As of today (2022-06-28), AWS EMR latest version is 6.6.0, which uses Hadoop 3.2.1.
I need to use a different Hadoop version (3.2.2). I tried the following approach, but it doesn't work. You can either set ReleaseLabel
or Hadoop version, but not both.
client = boto3.client("emr", region_name="us-west-1")
response = client.run_job_flow(
ReleaseLabel="emr-6.6.0",
Applications=[{"Name": "Hadoop", "Version": "3.2.2"}]
)
Another approach that seems to not be an option, is loading a specific hadoop jar with SparkSession.builder.getOrCreate()
, like so:
spark = SparkSession \
.builder \
.config('spark.jars.packages', 'org.apache.hadoop:hadoop-aws:3.2.2') \
.config('spark.hadoop.fs.s3a.impl', 'org.apache.hadoop.fs.s3a.S3AFileSystem') \
.getOrCreate()
Is it even possible to run an EMR cluster with a different Hadoop version? If so, how does one go about doing that?
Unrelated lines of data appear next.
PR #397, opened 2026-07-10
Add telemetry topic to browser widget JS API

nofuture2077:
Lets web overlays subscribe to real-time telemetry (speed, altitude, location, distance, heart rate, weather, workout data) via moblin.subscribe({telemetry: {}}), matching the existing chat and speechToText topics. Gated by the existing "Moblin access" widget setting, delivered once per second alongside text widget updates.

Would update is per once ascent / descent variables are available


nofuture2077:
Wiring up the telemetry over remote control mechanism works in background mode. Will be done in #405

PR #405, opened 2026-07-17
feat: send telemetry over Remote Control streamer connection

nofuture2077:
Adds TelemetryData/RemoteControlEvent.telemetry and wires it into RemoteControlStreamer so we can build custom HUDs

### DIFF
--- a/Moblin/RemoteControl/RemoteControlStreamer.swift
+++ b/Moblin/RemoteControl/RemoteControlStreamer.swift
@@ -50,7 +50,7 @@ protocol RemoteControlStreamerDelegate: AnyObject {
     func remoteControlStreamerTriggerReaction(reaction: RemoteControlReaction)
     func remoteControlStreamerMoveToGimbalPreset(id: UUID)
     func remoteControlStreamerImportSettings(settings: Data, onCompleted: @escaping (Bool) -> Void)
-    func remoteControlStreamerStartStats()
+    func remoteControlStreamerStartStats(filter: RemoteControlStartStatsFilter?)
     func remoteControlStreamerStopStats()
 }
 
@@ -124,7 +124,7 @@ class RemoteControlStreamer {
         send(message: .event(data: .scoreboard(config: config)))
     }
 
-    func sendStatsUpdate(data: Stats) {
+    func sendStatsUpdate(data: RemoteControlStats) {
         guard connected else {
             return
         }
@@ -374,8 +374,8 @@ class RemoteControlStreamer {
             delegate.remoteControlStreamerImportSettings(settings: data) { succeeded in
                 self.send(message: .response(id: id, result: succeeded ? .ok : .error, data: nil))
             }
-        case .startStats:
-            delegate.remoteControlStreamerStartStats()
+        case let .startStats(filter: filter):
+            delegate.remoteControlStreamerStartStats(filter: filter)
             sendEmptyOkResponse(id: id)
         case .stopStats:
             delegate.remoteControlStreamerStopStats()
--- a/Moblin/RemoteControl/RemoteControlStreamer.swift
+++ b/Moblin/RemoteControl/RemoteControlStreamer.swift
@@ -122,6 +122,13 @@ class RemoteControlStreamer {
         send(message: .event(data: .scoreboard(config: config)))
     }
 
+    func sendTelemetryUpdate(data: TelemetryData) {
+        guard connected else {
+            return
+        }
+        send(message: .event(data: .telemetry(data: data)))
+    }
+
     func sendPreview(preview: Data) {
         send(message: .preview(preview: preview))
     }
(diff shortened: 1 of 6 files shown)


nofuture2077:
waiting for the altitude to update

nofuture2077:
Tested this feature with a custom HUD (not finished). 

https://www.twitch.tv/nofuture2077/clip/ZanySilkyStingrayBloodTrail-3YnHrqcdSzlirtzV

eerimoq:
what about using remote scene?

nofuture2077:
I might not fully get it right but it looks to me that RemoteScene feeds data / scenes / widgets into moblin from a assistant. Where this approach pushes data from moblin to the outside. Is this correct?

What would you prefer?

eerimoq:
Ahh true, yeah could be a different use case. Have to think more about it

nofuture2077:
something got wrong on merge. let me fix that

nofuture2077:
What's with this PR? Tested it in multiple streams and works really good. 

One new use case i discovered: I can overlay Maps / Elevationmaps which are computational heavy without the load  Moblin.

eerimoq:
> What's with this PR? Tested it in multiple streams and works really good.

What do you mean by that question?

Moblin/RemoteControl/RemoteControlStreamer.swift
```diff
@@ -122,6 +124,13 @@ class RemoteControlStreamer {
         send(message: .event(data: .scoreboard(config: config)))
     }
 
+    func sendStatsUpdate(data: RemoteControlStats) {
```
eerimoq: rename to sendStats. I'll rename other functions later to follow same pattern

Moblin/Various/Model/Model.swift
```diff
@@ -601,10 +601,13 @@ final class Model: NSObject, ObservableObject, @unchecked Sendable {
     var remoteControlWeb: RemoteControlWeb?
     var isRemoteControlAssistantRequestingPreview = false
     var isRemoteControlAssistantRequestingStatus = false
+    var isRemoteControlAssistantRequestingStats = false
     var isRemoteControlWebRequestingPreview = false
     var remoteControlAssistantRequestingStatusFilter: RemoteControlStartStatusFilter?
+    var remoteControlAssistantRequestingStatsFilter: RemoteControlStartStatsFilter?
     var remoteControlAssistantPreviewUsers: Set<RemoteControlAssistantPreviewUser> = .init()
     var remoteControlAssistantStatusRequested: Bool = false
+    var remoteControlAssistantLatestStats: RemoteControlStats?
```
eerimoq: why does this one exist?

Moblin/Various/Model/Model.swift
```diff
@@ -1222,6 +1225,16 @@ final class Model: NSObject, ObservableObject, @unchecked Sendable {
         isAppActive = notification.name == UIApplication.didBecomeActiveNotification
     }
 
+    private func isStatsFilterFieldEnabled(_ field: KeyPath<RemoteControlStartStatsFilter, Bool?>) -> Bool {
```
eerimoq: let's create one function per filter member.

Moblin/Various/Model/ModelRemoteControl.swift
```diff
@@ -677,6 +733,11 @@ extension Model: @preconcurrency RemoteControlStreamerDelegate {
         makeToast(title: String(localized: "Remote control assistant disconnected"))
         isRemoteControlAssistantRequestingPreview = false
         isRemoteControlAssistantRequestingStatus = false
+        isRemoteControlAssistantRequestingStats = false
+        remoteControlAssistantRequestingStatsFilter = nil
+        startWeatherManager()
+        startGeographyManager()
+        startGForceManager()
```
eerimoq: call remoteControlStreamerStopStats instead?

Moblin/Various/Model/ModelRemoteControl.swift
```diff
@@ -668,6 +719,11 @@ extension Model: @preconcurrency RemoteControlStreamerDelegate {
         makeToast(title: String(localized: "Remote control assistant connected"), subTitle: subTitle)
         isRemoteControlAssistantRequestingPreview = false
         isRemoteControlAssistantRequestingStatus = false
+        isRemoteControlAssistantRequestingStats = false
+        remoteControlAssistantRequestingStatsFilter = nil
+        startWeatherManager()
+        startGeographyManager()
+        startGForceManager()
```
eerimoq: call remoteControlStreamerStopStats instead?

Moblin/Various/Model/Model.swift
```diff
@@ -1222,6 +1224,36 @@ final class Model: NSObject, ObservableObject, @unchecked Sendable {
         isAppActive = notification.name == UIApplication.didBecomeActiveNotification
     }
 
+    private func isGForceStatsFilterEnabled() -> Bool {
+        guard isRemoteControlAssistantRequestingStats else {
+            return false
+        }
+        guard let filter = remoteControlAssistantRequestingStatsFilter else {
```
eerimoq: remove the assignment

eerimoq: or hmm, I think we should make remoteControlAssistantRequestingStatsFilter non-optional, and assign "all filters enabled" to it if we receive it as nil in startStats(). That would simplify the logic here.

eerimoq:
merged it locally

PR #412, opened 2026-07-21
fix: Low Light Boost respects configured FPS as maximum (e.g. 50)

### LINKED ISSUE #409: Low Light Boost forces 60 FPS when configured for 50 FPS
## Description

There appears to be a bug with **Low Light Boost**. When it is enabled, the camera runs at **60 FPS in normal lighting**, even though the frame rate is explicitly set to **50 FPS**.

In low-light conditions, it correctly drops to **30 FPS** as expected.

## Steps to reproduce

1. Set the camera frame rate to **50 FPS**.
2. Enable **Low Light Boost**.
3. Use the camera in normal lighting.
4. Observe that the camera runs at **60 FPS** instead of the configured 50 FPS.
5. Move into low-light conditions and observe that it drops to **30 FPS**.

## Expected behaviour

With the frame rate set to 50 FPS, the camera should remain at **50 FPS in normal lighting** while Low Light Boost is enabled, only lowering the frame rate when required in darker conditions.

## Additional context

We use 50 FPS because it helps reduce flickering from artificial lights running on a 50 Hz power frequency. I noticed the camera had switched back to 60 FPS because the light flickering started happening again.

sm9cc:
Fixes #409

With Low Light Boost on, `setAutoFps()` left min frame duration invalid so the camera could peak at format max (often 60 FPS) in normal light.

Cap `activeVideoMinFrameDuration` to the configured stream FPS so LLB can still lower FPS in the dark but not go above the setting (e.g. 50).

### DIFF
--- a/Moblin/Media/HaishinKit/Media/Video/VideoUnit.swift
+++ b/Moblin/Media/HaishinKit/Media/Video/VideoUnit.swift
@@ -1904,7 +1904,7 @@ final class VideoUnit: NSObject, @unchecked Sendable {
             }
             device.activeColorSpace = colorSpace
             if useAutoFrameRate {
-                device.setAutoFps()
+                device.setAutoFps(maxFrameRate: fps)
                 processor?.delegate.streamSelectedFps(auto: true)
             } else {
                 device.setFps(frameRate: fps)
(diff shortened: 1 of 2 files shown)


eerimoq:
did you test it on multiple devices with various settings? feels like something will crash or not work =)

eerimoq:
looks like a nice fix

sm9cc:
> did you test it on multiple devices with various settings? feels like something will crash or not work =)

I wish I could test it, but I don't own a mac, or have xcode, I think it's simple enough though.

eerimoq:
simple enough.... =)

image

and the docs clearly states that what this PR does is not allowed:

https://developer.apple.com/documentation/avfoundation/avcapturedevice/isautovideoframerateenabled

PR #590, opened 2026-06-10
feat: remove outdated options

AlexanderLanin:
Remove ancient options for sourcelinks and testlinks.

Added new check which produces following warnings:
```
ERROR: while setting up extension score_metamodel: Directive 'stkh_req' has optional_options that overlap with global base options: {'testlink'}.
ERROR: while setting up extension score_metamodel: Directive 'feat_req' has optional_options that overlap with global base options: {'testlink'}.
ERROR: while setting up extension score_metamodel: Directive 'comp_req' has optional_options that overlap with global base options: {'testlink'}.
ERROR: while setting up extension score_metamodel: Directive 'aou_req' has optional_options that overlap with global base options: {'testlink'}.
```

### DIFF
--- a/src/extensions/score_metamodel/metamodel.yaml
+++ b/src/extensions/score_metamodel/metamodel.yaml
@@ -262,8 +262,6 @@ needs_types:
       # req-Id: tool_req__docs_common_attr_security
       security: ^(YES|NO)$
     optional_options:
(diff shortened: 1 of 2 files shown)


MaximilianSoerenPollak (approved):
Reviewed in Call together. 💯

CodePudding user response:
I'm afraid not. AWS don't want the support headache of allowing unsupported Hadoop versions, so they're always a little bit behind as they presumably take time to test each new release and its compatibility with other Hadoop tools. https://docs.aws.amazon.com/emr/latest/ReleaseGuide/emr-660-release.html.
You'd have to build your own cluster from scratch in EC2.
CodePudding user response:
You just need to add the script to the Bootstrap section when you spin up your cluster, this one -> spark-patch-s3a-fix_emr-6.6.0.sh =) Amazon provided this fix only for EMR 6.6.0.